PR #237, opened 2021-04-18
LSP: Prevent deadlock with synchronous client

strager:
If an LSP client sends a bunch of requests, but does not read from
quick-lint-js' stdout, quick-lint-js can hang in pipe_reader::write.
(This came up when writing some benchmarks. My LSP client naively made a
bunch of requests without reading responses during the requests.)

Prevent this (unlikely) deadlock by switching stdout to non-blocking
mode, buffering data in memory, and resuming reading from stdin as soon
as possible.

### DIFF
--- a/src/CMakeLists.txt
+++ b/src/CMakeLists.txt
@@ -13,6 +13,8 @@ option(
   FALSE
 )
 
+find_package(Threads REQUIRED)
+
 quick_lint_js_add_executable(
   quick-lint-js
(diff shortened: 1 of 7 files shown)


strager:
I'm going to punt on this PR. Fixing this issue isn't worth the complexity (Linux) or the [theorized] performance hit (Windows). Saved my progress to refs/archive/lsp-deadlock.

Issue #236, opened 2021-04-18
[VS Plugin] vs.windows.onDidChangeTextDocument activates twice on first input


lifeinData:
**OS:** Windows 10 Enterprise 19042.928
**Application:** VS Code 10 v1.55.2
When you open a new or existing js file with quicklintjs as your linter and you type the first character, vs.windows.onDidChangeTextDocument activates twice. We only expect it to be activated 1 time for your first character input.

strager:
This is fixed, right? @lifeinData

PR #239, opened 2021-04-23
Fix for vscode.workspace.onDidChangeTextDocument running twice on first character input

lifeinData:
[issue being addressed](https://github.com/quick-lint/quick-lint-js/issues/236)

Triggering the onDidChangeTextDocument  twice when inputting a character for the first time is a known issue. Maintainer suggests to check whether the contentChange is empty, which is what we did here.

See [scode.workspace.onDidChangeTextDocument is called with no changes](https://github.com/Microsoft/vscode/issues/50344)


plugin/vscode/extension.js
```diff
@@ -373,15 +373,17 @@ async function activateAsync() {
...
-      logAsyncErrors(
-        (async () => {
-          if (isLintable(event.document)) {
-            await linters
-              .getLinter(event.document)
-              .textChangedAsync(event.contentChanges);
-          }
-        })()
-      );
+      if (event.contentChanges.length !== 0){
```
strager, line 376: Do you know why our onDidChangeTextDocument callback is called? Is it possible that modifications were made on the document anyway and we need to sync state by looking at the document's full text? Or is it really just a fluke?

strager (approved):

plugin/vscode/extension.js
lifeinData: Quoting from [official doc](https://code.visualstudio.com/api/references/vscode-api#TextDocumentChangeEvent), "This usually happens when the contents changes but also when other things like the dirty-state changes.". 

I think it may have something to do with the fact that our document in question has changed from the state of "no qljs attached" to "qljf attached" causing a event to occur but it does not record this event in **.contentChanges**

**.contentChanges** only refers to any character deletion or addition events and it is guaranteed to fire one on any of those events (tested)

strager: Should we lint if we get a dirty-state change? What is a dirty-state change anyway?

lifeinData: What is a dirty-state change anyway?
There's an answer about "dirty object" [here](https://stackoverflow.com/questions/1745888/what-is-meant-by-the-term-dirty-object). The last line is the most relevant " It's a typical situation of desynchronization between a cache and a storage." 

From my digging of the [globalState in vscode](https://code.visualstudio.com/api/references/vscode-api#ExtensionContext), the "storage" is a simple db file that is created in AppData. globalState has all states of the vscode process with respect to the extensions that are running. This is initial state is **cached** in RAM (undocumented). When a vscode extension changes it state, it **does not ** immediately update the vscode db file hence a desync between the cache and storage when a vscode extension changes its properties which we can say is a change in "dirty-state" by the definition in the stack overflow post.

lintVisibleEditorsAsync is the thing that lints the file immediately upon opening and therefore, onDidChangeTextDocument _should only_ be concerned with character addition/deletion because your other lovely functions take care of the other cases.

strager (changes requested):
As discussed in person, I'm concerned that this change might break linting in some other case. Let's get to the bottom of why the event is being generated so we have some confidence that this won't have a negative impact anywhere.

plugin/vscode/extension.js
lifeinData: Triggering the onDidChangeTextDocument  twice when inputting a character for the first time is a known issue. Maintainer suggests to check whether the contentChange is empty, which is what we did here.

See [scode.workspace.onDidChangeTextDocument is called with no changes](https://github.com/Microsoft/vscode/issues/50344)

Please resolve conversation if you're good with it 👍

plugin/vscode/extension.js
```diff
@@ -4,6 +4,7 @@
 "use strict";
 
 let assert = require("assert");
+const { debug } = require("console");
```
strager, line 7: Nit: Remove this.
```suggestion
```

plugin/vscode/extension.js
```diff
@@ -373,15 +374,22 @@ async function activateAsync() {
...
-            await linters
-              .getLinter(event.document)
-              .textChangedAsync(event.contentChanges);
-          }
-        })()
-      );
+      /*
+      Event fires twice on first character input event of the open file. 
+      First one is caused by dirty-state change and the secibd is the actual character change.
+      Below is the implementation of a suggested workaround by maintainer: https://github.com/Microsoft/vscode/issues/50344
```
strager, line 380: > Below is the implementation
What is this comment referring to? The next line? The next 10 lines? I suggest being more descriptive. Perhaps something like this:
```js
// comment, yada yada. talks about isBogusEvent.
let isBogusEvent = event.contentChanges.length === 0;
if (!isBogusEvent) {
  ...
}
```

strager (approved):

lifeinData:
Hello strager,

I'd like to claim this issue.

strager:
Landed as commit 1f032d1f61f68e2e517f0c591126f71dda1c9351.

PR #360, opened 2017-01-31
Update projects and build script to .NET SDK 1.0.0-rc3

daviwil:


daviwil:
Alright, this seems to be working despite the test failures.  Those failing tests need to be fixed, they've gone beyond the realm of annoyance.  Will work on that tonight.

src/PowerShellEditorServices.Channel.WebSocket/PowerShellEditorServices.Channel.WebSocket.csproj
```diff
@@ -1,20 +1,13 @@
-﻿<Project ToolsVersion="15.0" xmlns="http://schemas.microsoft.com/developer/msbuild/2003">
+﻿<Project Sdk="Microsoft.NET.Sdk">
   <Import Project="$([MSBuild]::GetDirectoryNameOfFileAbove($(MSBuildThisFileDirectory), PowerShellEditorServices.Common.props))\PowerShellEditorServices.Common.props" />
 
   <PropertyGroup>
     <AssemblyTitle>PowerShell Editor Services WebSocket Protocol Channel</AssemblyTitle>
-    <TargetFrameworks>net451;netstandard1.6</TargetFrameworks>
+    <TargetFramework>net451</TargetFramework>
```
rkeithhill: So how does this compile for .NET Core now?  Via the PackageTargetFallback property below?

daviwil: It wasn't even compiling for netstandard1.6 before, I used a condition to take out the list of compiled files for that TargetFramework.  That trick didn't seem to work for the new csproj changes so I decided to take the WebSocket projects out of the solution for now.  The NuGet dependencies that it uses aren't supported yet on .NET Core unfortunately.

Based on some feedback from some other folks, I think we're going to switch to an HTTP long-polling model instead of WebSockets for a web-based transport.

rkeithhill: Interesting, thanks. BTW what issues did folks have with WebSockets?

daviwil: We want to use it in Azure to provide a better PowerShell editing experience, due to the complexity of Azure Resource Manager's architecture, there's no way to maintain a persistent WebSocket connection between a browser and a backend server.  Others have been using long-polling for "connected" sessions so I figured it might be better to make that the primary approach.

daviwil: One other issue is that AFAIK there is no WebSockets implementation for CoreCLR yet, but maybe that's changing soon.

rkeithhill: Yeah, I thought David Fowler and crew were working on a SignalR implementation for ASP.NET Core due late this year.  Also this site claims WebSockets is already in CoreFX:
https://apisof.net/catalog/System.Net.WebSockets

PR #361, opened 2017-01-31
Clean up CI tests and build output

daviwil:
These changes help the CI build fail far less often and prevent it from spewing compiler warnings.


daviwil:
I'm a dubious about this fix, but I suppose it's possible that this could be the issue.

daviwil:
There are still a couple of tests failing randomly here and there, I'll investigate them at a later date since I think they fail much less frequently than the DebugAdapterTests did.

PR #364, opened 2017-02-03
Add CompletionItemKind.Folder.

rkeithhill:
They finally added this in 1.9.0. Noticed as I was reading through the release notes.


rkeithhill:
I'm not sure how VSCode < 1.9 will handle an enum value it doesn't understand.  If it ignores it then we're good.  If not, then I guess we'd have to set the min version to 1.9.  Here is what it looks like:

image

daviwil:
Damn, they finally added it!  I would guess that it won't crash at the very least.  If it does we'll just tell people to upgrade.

---

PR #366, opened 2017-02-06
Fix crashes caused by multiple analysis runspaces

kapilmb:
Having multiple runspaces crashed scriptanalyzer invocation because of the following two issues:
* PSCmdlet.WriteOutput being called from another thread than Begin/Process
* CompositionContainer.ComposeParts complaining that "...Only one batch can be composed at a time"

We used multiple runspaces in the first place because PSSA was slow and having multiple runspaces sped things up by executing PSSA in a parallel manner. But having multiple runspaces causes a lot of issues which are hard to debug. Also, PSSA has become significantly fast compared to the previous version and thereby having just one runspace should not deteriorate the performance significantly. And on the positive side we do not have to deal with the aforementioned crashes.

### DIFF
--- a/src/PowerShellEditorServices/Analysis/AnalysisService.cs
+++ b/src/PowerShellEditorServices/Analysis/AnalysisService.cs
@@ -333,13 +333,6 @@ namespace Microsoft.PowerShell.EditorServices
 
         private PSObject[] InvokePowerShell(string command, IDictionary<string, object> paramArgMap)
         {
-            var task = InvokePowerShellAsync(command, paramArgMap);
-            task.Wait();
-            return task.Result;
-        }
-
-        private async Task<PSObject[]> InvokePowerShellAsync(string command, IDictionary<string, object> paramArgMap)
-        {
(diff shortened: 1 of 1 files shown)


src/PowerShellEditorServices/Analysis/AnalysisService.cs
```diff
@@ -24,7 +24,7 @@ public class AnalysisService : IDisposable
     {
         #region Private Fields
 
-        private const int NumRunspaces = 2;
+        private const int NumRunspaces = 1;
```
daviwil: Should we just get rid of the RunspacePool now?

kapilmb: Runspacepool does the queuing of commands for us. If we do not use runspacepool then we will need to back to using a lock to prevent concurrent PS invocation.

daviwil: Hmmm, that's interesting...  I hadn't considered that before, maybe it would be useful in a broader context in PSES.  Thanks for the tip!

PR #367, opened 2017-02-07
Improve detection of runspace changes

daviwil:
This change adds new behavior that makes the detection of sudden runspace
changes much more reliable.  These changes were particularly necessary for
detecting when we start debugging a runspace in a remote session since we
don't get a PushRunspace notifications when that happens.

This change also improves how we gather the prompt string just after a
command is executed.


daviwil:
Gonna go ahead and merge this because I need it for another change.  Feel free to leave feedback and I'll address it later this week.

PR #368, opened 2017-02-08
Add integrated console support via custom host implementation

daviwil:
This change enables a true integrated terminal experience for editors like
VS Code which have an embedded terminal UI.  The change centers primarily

EXERCISE INSTRUCTIONS: Report each line of the listing above that uses the word "AnalysisService".

TASK RESULT:
--- a/src/PowerShellEditorServices/Analysis/AnalysisService.cs
+++ b/src/PowerShellEditorServices/Analysis/AnalysisService.cs
src/PowerShellEditorServices/Analysis/AnalysisService.cs
@@ -24,7 +24,7 @@ public class AnalysisService : IDisposable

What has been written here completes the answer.